PR #2693, opened 2024-06-06
[python] Deprecate `tiledb_ctx` usage in `TileDBSOMAContext`

nguyenv:
**Issue and/or context:**

[sc-49124]

Deprecating usage of `tiledb.Ctx` for users is necessary for the complete removal of tiledb-py. Internally, the codebase now passes around a `TileDBSOMAContext.native_context` which is a C++ `SOMAContext` binding. We no longer use `tiledb.Ctx` anywhere.

**Changes:**

* Deprecate `tiledb_ctx` as an argument into the constructor and `replace`
* Deprecate `tiledb_ctx` as an attribute getter
* Use `tiledb_config` as an alternative 

**Notes for Reviewer:**

I have set the deprecation for 1.14.

### DIFF
--- a/apis/python/src/tiledbsoma/_general_utilities.py
+++ b/apis/python/src/tiledbsoma/_general_utilities.py
@@ -8,8 +8,8 @@
 import os
 import platform
 import sys
+import warnings
 from re import fullmatch
-from typing import Tuple
 
 import tiledb
 
@@ -53,9 +53,17 @@ def get_implementation_version() -> str:
             return "unknown"
 
 
-def get_release_version() -> Tuple[int, int]:
-    version = get_implementation_version().split(".")
-    return (int(version[0]), int(version[1]))
+def assert_version_before(major: int, minor: int) -> None:
+    version_string = get_implementation_version()
+    if version_string == "unknown":
+        warnings.warn(
+            "`assert_version_before` could not retrieve the current "
+            "implementation version"
+        )
+        return
+
+    version = version_string.split(".")
+    assert (int(version[0]), int(version[1])) < (major, minor)
 
 
 def get_storage_engine() -> str:
--- a/apis/python/src/tiledbsoma/_general_utilities.py
+++ b/apis/python/src/tiledbsoma/_general_utilities.py
@@ -9,6 +9,7 @@ import os
 import platform
 import sys
 from re import fullmatch
+from typing import Tuple
 
 import tiledb
 
@@ -50,6 +51,11 @@ def get_implementation_version() -> str:
             return importlib.metadata.version("tiledbsoma")
         except importlib.metadata.PackageNotFoundError:
             return "unknown"
+
+
+def get_release_version() -> Tuple[int, int]:
+    version = get_implementation_version().split(".")
+    return (int(version[0]), int(version[1]))
 
 
 def get_storage_engine() -> str:
--- a/apis/python/src/tiledbsoma/options/_soma_tiledb_context.py
+++ b/apis/python/src/tiledbsoma/options/_soma_tiledb_context.py
@@ -17,13 +17,13 @@ from typing_extensions import Self
 import tiledb
 
 from .. import pytiledbsoma as clib
-from .._general_utilities import get_release_version
+from .._general_utilities import assert_version_before
 from .._types import OpenTimestamp
 from .._util import ms_to_datetime, to_timestamp_ms
 
 
 def _warn_ctx_deprecation() -> None:
-    assert get_release_version() < (1, 14)
+    assert_version_before(1, 14)
     warnings.warn(
         "tiledb_ctx is now deprecated for removal in 1.14. "
         "Use tiledb_config instead by passing "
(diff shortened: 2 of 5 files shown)


apis/python/src/tiledbsoma/options/_soma_tiledb_context.py
```diff
@@ -118,6 +120,16 @@ def __init__(
                 provided, a new ThreadPoolExecutor will be created with
                 default settings.
         """
+        if tiledb_ctx is not None:
+            version = get_implementation_version().split(".")
+            assert (int(version[0]), int(version[1])) < (1, 14)
```
thetorpedodog, line 125: It seems like it would make sense to have a function that returns this as a tuple or a `packaging.version.Version`.

apis/python/src/tiledbsoma/options/_soma_tiledb_context.py
```diff
@@ -118,6 +120,16 @@ def __init__(
...
+            warnings.warn(
+                "The tiledb_ctx parameter will be deprecated in 1.14. "
+                "Use tiledb_config instead by passing "
+                "SOMATileDBContext(tiledb_config=ctx.config()).",
+                DeprecationWarning,
```
thetorpedodog, line 130: I’m a bit confused by the language here. If the parameter isn’t deprecated yet, then what is the warning for? If the intent is to *remove* it in v1.14, then I would say it’s deprecated _now_ for _removal_ in v1.14. As it stands, I would read “will be deprecated in v1.14” to mean that it works now, it will continue to work in v1.14 (but be even more deprecated somehow?), and at some indeterminate point after v1.14, it will stop working.

johnkerl: > deprecated now for removal in v1.14

+1

FWIW I had several co-workers at a former job who (incorrectly) used "deprecate" to mean "get rid of". And I suspect they're not alone; others may have a similar misread of what "deprecate" means. So it's good to be extra-clear on what we mean: "deprecating now" means "flagging that people should stop using this", and "removal in 1.14" meaning that's when it will no longer exist.

nguyenv: Gotcha - thanks for the clarification. I was conflating deprecation and removal and will clear up the language here.

apis/python/src/tiledbsoma/options/_soma_tiledb_context.py
```diff
@@ -17,11 +17,21 @@
...
 from .._types import OpenTimestamp
 from .._util import ms_to_datetime, to_timestamp_ms
 
 
+def _tiledb_ctx_deprecation() -> None:
+    assert get_release_version() < (1, 14)
+    warnings.warn(
+        "tiledb_ctx is now deprecated for removal in 1.14. "
+        "Use tiledb_config instead by passing "
+        "SOMATileDBContext(tiledb_config=ctx.config()).",
```
johnkerl, line 30: Won't this still require `tiledb` (i.e. tiledb-py)?

I believe we'll need them to use `ctx.config().dict()`, IIUC.

apis/python/src/tiledbsoma/_general_utilities.py
```diff
@@ -52,6 +53,11 @@ def get_implementation_version() -> str:
             return "unknown"
 
 
+def get_release_version() -> Tuple[int, int]:
+    version = get_implementation_version().split(".")
+    return (int(version[0]), int(version[1]))
```
thetorpedodog, line 58: This is going to fail if the `get_implementation_version` function fails. Since this is now called only once, I would inline it into the `_tiledb_ctx_deprecation` function and if it does fail, just skip the assertion and issue the warning, so that if somebody’s setup metadata gets messed up it doesn’t break SOMA entirely.

apis/python/src/tiledbsoma/options/_soma_tiledb_context.py
```diff
@@ -16,10 +17,21 @@
 import tiledb
 
 from .. import pytiledbsoma as clib
+from .._general_utilities import get_release_version
 from .._types import OpenTimestamp
 from .._util import ms_to_datetime, to_timestamp_ms
 
 
+def _tiledb_ctx_deprecation() -> None:
```
thetorpedodog, line 25: maybe `_warn_ctx_deprecation()`?

apis/python/src/tiledbsoma/_general_utilities.py
nguyenv: I actually just created a [new PR](https://github.com/single-cell-data/TileDB-SOMA/pull/2701) on top of this one that uses `get_implementation_version` in another file. Should I inline it for there as well or do better error handling for this

thetorpedodog: I would just add better error handling here—it might be as simple as returning `(0, 0)`, or perhaps this could be written as a function like `assert_version_before(major: int, minor: int)`, so that the assert code is in one place

johnkerl (approved):
🚢

PR #2704, opened 2024-06-10
[r,py,c++] Support data frame write path

eddelbuettel:
**Issue and/or context:**

This PR switches data frame write operations to using `libtiledbsoma`.  It contains the branch `viviannguyen/fix ordered dictionary flag` as well.

**Changes:**

Enable schema creation and data.frame writes.

**Notes for Reviewer:**

~This PR is (for now) still flagged WIP and 'draft' as a pass or two for cleanup may be needed removing some comments and alike.~  However, as it passes all tests locally it is ready for CI.

The commit history is missing timestamps because of rebasing.  The initial branch started a while ago, and Vivian's branch was merged another while back too.  My [predecessor branch is (for now) still up](https://github.com/single-cell-data/TileDB-SOMA/tree/de/sc-44885/dataframe_writeurl) as is [Vivian's branch merged here](https://github.com/single-cell-data/TileDB-SOMA/tree/viviannguyen/fix-ordered-dictionary-flag).

[SC 44885](https://app.shortcut.com/tiledb-inc/story/44885/r-c-rcpp-libtiledbsoma-integration-somadataframe-write-path)


nguyenv (approved):
All I can review is the C++ and Python, which I myself wrote. While I think my own code "looks good," I'm obviously not a good judge of that so best to wait for another review if you can.

To leave some comments for other review for the  C++ portion of this code:

- Prior to these changes, casting the `ArrowTable` values to be written to match what was in the schema on disk was done through Pyarrow in the Python codebase. This PR now moves the casting into the C++ codebase. We now now take the data in the Arrow buffers, place it into C++ vectors, iterate through the C++ vector to cast the user passed in value to the type as specified in the schema on disk via double templated functions, perform a `memcpy` to replace with the new casted buffers, and modify the `ArrowSchema` with the on disk type.
- Issues with casting between `large_string` and `string` enumerated types were indepedently reported by CZI in the Python code at the same time the issue was caught in R. There is a [hotfix](https://github.com/single-cell-data/TileDB-SOMA/pull/2668) solely in the Python side that allowed the census builder unit tests to pass. The fix was sufficient at the time as the R API had not moved over to use the C++ write path yet. This PR now fixes the problem more deeply in the C++ codebase.
- The other change required to get this PR passing, converting between bit and uint8_t representations for Boolean types and validity buffers between Arrow and TileDB, has already been merged: https://github.com/single-cell-data/TileDB-SOMA/pull/2650.

eddelbuettel:
@nguyenv We could also split this off if your PR #2629 went in by itself I could rebase.  I have no preference which way we do this but I _do_ have a preference for this getting done sooner rather than later, if possible, as subsequent work of mine depends on both.

nguyenv:
I am totally fine with leaving this is a single large PR. I think that would be easiest and fastest tbh. I just wanted to leave some context for my own changes for anyone else who is reviewing this.

apis/r/R/TileDBCreateOptions.R
```diff
@@ -229,9 +234,10 @@ TileDBCreateOptions <- R6::R6Class(
     #' @description ...
     #'
     #' @param build_filters Build filters into
-    #' \code{\link[tiledb:tiledb_filter-class]{tiledb_filter}} objects
+    #' \code{\link[tiledb:tiledb_filter-class]{tiledb_filter}} objects. If set to
+    #' \code{FALSE}, JSON strings are created instead of filter objects.
     #'
-    #' @return The create options as a list
+    #' @return The created options as a list
```
mojaveazure, line 240: I wrote this as "create options" because these are options for creation

apis/r/tests/testthat/test-write-soma-resume.R
```diff
@@ -105,8 +107,8 @@ test_that("Resume-mode data frames", {
     )
   }
 
-  # Expect error when writing to existing array
-  expect_error(write_soma(co2, uri = uri, soma_parent = collection))
+  # Expect no error when writing to existing array as it will be skipped
+  expect_silent(write_soma(co2, uri = uri, soma_parent = collection))
```
mojaveazure, line 112: We do need to have some kind of catch here

apis/r/R/TileDBCreateOptions.R
eddelbuettel: I see. Shall we put some ' around it then?

```suggestion
    #' @return The 'create options' as a list
```

apis/r/tests/testthat/test-write-soma-resume.R
eddelbuettel: As discussed with @nguyenv we currently just skip.

apis/r/R/TileDBCreateOptions.R
mojaveazure: I like the quotes

apis/r/tests/testthat/test-write-soma-resume.R
mojaveazure: Hmm, is there a way we can catch the no-op and throw an error from tiledbsoma-r? I don't like the silent fail; if a user is trying to write to something that already exists, and hasn't explicitly said it's okay, we should throw some kind of message as otherwise the user will think "hey this worked"

eddelbuettel: We could -- but I think the throw has to happen at the C++ level and propagate to R and Python.  And then be tested by both.

eddelbuettel: Nevermind -- I was wrong. I do that on the C++ side of the R package.  I can easily error out. Trying that now.

apis/r/src/arrow.cpp
```diff
@@ -99,7 +99,9 @@ void createSchemaFromArrow(const std::string& uri,
     tiledb::VFS vfs(*ctxsp);
     //spdl::warn("[createSchemaFromArrow] About to create {}, dir exists ? {}", uri, vfs.is_dir(uri));
 
-    if (!vfs.is_dir(uri)) {
+    if (vfs.is_dir(uri)) {
```
johnkerl, line 102: I'm curious how this works with `tiledb://...` URIs -- ?

eddelbuettel: It should if you have a env vars set etc.  I test more frequently with plain s3, the rest on top "is just us".

```r
> tiledb::tiledb_vfs_is_dir("s3://tiledb-dirk/penguins")
[1] TRUE
> tiledb::tiledb_vfs_is_dir("s3://tiledb-dirk/does_not_exist")
[1] FALSE
> 
```

eddelbuettel:
@mojaveazure Give it anoother look, please -- your comment was spot and I addressed it in follow-up commit https://github.com/single-cell-data/TileDB-SOMA/pull/2704/commits/f115d43c770f19b449e1ca23f245f0673dae58c7.

apis/r/src/arrow.cpp
johnkerl: @eddelbuettel I'm referring to `tiledb://...` URIs not `s3://...` URIs

johnkerl: The `$exists` method is storage-independent -- it works on more than only VFS.

mojaveazure (approved):

mojaveazure:
Thanks for adding in the error-on-exists! From an R standpoint, this looks good to me! I'll defer to others for Python and C++

eddelbuettel:
Thanks for catching that.  Much better with the explicit (earlier than in core) error.

apis/r/src/arrow.cpp
johnkerl: @eddelbuettel thank you.

```
$ rg bool.exists
src/soma/soma_dataframe.h
99:    static bool exists(std::string_view uri);

src/soma/soma_dense_ndarray.h
99:    static bool exists(std::string_view uri);

src/soma/soma_sparse_ndarray.h
99:    static bool exists(std::string_view uri);
```

`exists` is exposed to users in Python and R; also it's in `libtiledbsoma`.

`vfs` likewise exists in Python, R, and C++.

Regardless of language, `vfs` addresses local disk and S3 but does not handle `tiledb://...` URIs.

This PR is now merged, so we'll need to address this non-functioning with respect to `tiledb://...` URIs in a separate PR.

(Note as always that we don't unit-test `tiledb://...` URIs within this repo as this is an open-source repo.)

johnkerl: https://github.com/single-cell-data/TileDB-SOMA/issues/2714

johnkerl:
Backport unneeded: error on my part: this was merged to `main` just _before_ `release-1.12` was branched off of `main`

Issue #2657, opened 2024-05-30
Test `from_visium` ingestor with Visium dataset


johnkerl:
Experiment with using the `from_visium` on Visium datasets from 10x. Document any bugs that occur.

[[sc-44672]](https://app.shortcut.com/tiledb-inc/story/44672/test-from-visium-ingestor-with-visium-dataset)

johnkerl:
Tutorial notebook created

PR #2705, opened 2024-06-10
[spatial] Add tutorial notebook

ryan-williams:
**Issue and/or context:** #2657

**Changes:**
Add example notebook showing basic spatial SOMA ingestion and use

Demo: https://tiledbsoma.readthedocs.io/en/rw-spnb/notebooks/tutorial_spatial.html

**Notes for Reviewers:**
- Targets branch [spatial](https://github.com/single-cell-data/TileDB-SOMA/tree/spatial), not main
- Currently rebased on #2706

image


apis/python/notebooks/tutorial_spatial.ipynb
```diff
@@ -0,0 +1,727 @@
...
+    "    dst = join(data_dir_10x, dst_name)\n",
+    "    if exists(dst):\n",
+    "        if overwrite_10x:\n",
+    "            err(f\"{dst} exists, removing\")\n",
+    "            remove(dst)\n",
+    "    if not exists(dst):\n",
+    "        makedirs(data_dir_10x, exist_ok=True)\n",
+    "        sh('wget', '-qO', dst, src)\n",
+    "        if dst.endswith('.tar.gz'):\n",
+    "            sh('tar', '-C', data_dir_10x, '-xvf', dst)"
```
jp-dark, line 147: Should this also be skipped if `exp_uri` exists and is not being over-written?

jp-dark (approved):
Thanks for adding this! I have one small non-blocking comment, but feel free to merge with or without the change.

johnkerl (approved):
🚢

apis/python/notebooks/tutorial_spatial.ipynb
ryan-williams: I guess the use case is:
1. Run nb for first time, it downloads 10x data, and creates `exp_uri`
2. Clean up local dir by removing the 10x data, which is no longer needed
3. Run nb subsequent times, it will re-download 10x data

Makes sense to me to skip downloading 10x data in case 3., as you suggest, let me make that change…

Issue #2700, opened 2024-06-10
[c++] Add `SOMAArray.platform_config()` getter


nguyenv:
Add a method that returns the `PlatformConfig` object used to create the `ArraySchema` for the given `SOMAArray`.

johnkerl:
#2709 is closed

PR #2708, opened 2024-06-11
[c++] Add `SOMAArray::config_options` getter

nguyenv:
**Issue and/or context:**

https://github.com/single-cell-data/TileDB-SOMA/issues/2700

**Changes:**

Get the `ArraySchema` options that cannot be represented in the `ArrowSchema` (such as filter lists, tile/cell order, etc) in the form of a `PlatformConfig`.


nguyenv:
I originally thought I needed to add this to grab info out of the PlatformConfig in Python from C++, but it ended up not being necessary.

__Exercise brief__. Using the data above, establish how many lines include the word "SOMAArray"; the reply is that number only.

__Response__. 3